▸ Data to process
PR #1568, opened 2019-10-13
Do not delay quest create foe by one spawnInterval

petchema:
Forums:
https://forums.dfworkshop.net/viewtopic.php?f=25&t=2556&p=32825#p32825


Interkarma:
A good change, thank you. :)

PR #2553, opened 2023-12-16
Fix for region macro localization

Jagget:
The `____place_ ` macro was not fully localized.

Before:
Screenshot 2023-12-16 001904

After:
Screenshot 2023-12-16 001823

The text of the letter that is on screenshot:
```txt
Message:  1011
  %pcf,
<ce>
  Картографы поручили мне сопровождать вас
  в поисках пути в ____place_.
  Давайте встретимся в ___place_, чтобы мы могли пойти
  вместе. Пунктом назначения будет __home_,
  и упражнение должно быть выполнено не позже,
  чем через =timer_ дней, чтобы поддержать
  вашу репутацию в ассоциации.
<ce>
                _qg_
                Исследователь, полевой офицер
                Ассоциация Картографов
                ___place_, ____place_
```

### DIFF
--- a/Assets/Scripts/Game/Questing/Place.cs
+++ b/Assets/Scripts/Game/Questing/Place.cs
@@ -273,7 +273,9 @@ namespace DaggerfallWorkshop.Game.Questing
                         // Workaround for older saves where regionIndex was not present and will always be 0 in save data (Alik'r Desert)
                         // This can result in improper region name being displayed when loading an older save and quest not actually set in Alik'r Desert.
                         // In these cases display name using the legacy regionName field stored in place data
-                        textOut = siteDetails.regionName;
+                        var index =
+                            DaggerfallUnity.Instance.ContentReader.MapFileReader.GetRegionIndex(siteDetails.regionName);
+                        textOut = TextManager.Instance.GetLocalizedRegionName(index);
                     }
                     else
                     {


Interkarma:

▸ Required work
Extract every line containing the string "save" from the material.

▸ Task result
                         // Workaround for older saves where regionIndex was not present and will always be 0 in save data (Alik'r Desert)
                         // This can result in improper region name being displayed when loading an older save and quest not actually set in Alik'r Desert.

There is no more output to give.